__Extracted records__
* * *

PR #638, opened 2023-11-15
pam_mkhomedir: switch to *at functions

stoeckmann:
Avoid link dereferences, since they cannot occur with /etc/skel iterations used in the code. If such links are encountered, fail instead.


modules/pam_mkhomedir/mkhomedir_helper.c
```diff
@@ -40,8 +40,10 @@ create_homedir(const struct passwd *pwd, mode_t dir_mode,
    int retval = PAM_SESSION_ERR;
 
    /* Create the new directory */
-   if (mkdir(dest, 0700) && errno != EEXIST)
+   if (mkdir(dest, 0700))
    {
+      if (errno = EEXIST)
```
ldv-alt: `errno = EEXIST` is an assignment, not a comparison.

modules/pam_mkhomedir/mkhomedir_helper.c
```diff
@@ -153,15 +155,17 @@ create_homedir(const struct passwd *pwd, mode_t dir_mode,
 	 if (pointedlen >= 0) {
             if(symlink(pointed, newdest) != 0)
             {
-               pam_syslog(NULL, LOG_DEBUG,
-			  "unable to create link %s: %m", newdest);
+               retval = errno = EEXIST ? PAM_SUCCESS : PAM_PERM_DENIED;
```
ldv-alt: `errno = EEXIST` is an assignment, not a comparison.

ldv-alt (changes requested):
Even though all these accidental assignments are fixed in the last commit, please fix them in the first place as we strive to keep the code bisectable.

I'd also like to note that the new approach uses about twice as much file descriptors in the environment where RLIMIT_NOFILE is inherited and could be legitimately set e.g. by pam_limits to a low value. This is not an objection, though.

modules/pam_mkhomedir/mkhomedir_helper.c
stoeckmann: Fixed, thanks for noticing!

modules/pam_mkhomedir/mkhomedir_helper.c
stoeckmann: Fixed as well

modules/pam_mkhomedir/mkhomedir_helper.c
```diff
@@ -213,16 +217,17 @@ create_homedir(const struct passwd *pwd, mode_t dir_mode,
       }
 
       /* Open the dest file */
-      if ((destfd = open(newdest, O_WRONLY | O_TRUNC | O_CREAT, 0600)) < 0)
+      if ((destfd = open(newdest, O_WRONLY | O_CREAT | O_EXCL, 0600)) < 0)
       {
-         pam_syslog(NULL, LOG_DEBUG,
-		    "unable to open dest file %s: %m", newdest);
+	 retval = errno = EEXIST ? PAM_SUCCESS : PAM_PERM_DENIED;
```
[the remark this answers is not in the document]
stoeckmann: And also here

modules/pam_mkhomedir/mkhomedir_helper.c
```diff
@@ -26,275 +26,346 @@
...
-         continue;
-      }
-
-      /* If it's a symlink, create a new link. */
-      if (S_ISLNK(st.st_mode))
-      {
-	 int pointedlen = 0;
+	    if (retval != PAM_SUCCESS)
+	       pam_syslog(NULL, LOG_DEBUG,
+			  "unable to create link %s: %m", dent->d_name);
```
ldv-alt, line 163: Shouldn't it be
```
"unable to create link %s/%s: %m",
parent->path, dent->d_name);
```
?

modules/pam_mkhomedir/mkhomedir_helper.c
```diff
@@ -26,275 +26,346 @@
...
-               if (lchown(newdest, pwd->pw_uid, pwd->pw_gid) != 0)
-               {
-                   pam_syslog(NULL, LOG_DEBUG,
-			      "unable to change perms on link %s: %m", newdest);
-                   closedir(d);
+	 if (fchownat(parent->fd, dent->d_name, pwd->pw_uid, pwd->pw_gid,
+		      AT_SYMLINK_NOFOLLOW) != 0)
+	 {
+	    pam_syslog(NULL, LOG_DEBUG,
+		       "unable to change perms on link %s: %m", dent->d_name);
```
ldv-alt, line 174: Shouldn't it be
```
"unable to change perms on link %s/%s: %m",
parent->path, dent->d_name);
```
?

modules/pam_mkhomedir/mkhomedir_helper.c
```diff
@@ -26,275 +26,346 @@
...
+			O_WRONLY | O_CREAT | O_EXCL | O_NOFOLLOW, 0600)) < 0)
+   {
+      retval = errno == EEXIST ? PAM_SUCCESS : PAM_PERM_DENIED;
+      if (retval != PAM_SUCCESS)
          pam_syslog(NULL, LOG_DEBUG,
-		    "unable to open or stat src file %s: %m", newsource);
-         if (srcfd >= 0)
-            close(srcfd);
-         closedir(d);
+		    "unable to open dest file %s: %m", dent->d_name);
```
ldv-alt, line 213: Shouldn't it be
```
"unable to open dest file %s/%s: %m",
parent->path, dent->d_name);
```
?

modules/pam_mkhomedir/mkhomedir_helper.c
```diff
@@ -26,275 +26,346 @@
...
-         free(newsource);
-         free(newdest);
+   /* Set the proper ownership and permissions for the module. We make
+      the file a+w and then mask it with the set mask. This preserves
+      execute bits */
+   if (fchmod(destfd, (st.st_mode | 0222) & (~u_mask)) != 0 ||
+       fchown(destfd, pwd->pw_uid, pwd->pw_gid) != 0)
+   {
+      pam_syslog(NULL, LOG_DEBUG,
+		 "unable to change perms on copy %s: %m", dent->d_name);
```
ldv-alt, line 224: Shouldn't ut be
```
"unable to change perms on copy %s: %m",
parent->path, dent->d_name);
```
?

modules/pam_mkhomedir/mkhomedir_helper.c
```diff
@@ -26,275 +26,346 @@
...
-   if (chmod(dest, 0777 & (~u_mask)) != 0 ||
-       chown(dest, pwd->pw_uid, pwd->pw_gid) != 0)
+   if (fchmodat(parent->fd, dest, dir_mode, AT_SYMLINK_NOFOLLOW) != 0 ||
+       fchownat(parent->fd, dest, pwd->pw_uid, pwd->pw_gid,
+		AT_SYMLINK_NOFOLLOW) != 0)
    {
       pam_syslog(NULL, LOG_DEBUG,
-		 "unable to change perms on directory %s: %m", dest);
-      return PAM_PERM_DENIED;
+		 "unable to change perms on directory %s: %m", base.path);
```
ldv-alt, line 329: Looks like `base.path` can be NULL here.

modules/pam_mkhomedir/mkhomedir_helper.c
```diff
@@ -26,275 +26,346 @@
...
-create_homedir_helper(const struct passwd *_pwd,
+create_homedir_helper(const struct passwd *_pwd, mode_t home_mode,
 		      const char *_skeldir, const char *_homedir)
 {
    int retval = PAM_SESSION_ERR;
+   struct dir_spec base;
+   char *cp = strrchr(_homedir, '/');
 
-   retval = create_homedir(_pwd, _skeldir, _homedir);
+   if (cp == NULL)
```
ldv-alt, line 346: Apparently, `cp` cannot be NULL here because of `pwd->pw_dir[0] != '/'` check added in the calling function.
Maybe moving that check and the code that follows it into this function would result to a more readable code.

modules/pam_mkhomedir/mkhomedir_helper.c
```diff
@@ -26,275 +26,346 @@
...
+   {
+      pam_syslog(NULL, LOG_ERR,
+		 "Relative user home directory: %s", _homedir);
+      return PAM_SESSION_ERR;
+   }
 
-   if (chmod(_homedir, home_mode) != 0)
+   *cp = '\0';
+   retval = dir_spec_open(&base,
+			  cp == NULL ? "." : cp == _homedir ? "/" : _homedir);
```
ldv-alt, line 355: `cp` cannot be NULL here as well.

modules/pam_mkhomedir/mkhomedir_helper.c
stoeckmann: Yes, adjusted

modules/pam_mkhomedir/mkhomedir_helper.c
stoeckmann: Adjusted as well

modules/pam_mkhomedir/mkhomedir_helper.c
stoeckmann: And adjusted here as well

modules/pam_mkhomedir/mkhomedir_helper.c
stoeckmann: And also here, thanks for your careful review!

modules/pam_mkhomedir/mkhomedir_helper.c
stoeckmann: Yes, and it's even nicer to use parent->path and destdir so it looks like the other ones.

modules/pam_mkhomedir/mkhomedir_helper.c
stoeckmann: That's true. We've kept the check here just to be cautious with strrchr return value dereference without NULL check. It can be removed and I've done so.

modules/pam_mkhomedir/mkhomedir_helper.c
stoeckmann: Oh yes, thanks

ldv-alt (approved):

* * *

__Instructions to follow__
The lines above that hold the word "EEXIST" should be found and copied out.

__Answer to this task__
-   if (mkdir(dest, 0700) && errno != EEXIST)
+      if (errno = EEXIST)
ldv-alt: `errno = EEXIST` is an assignment, not a comparison.
+               retval = errno = EEXIST ? PAM_SUCCESS : PAM_PERM_DENIED;
ldv-alt: `errno = EEXIST` is an assignment, not a comparison.
+	 retval = errno = EEXIST ? PAM_SUCCESS : PAM_PERM_DENIED;
+      retval = errno == EEXIST ? PAM_SUCCESS : PAM_PERM_DENIED;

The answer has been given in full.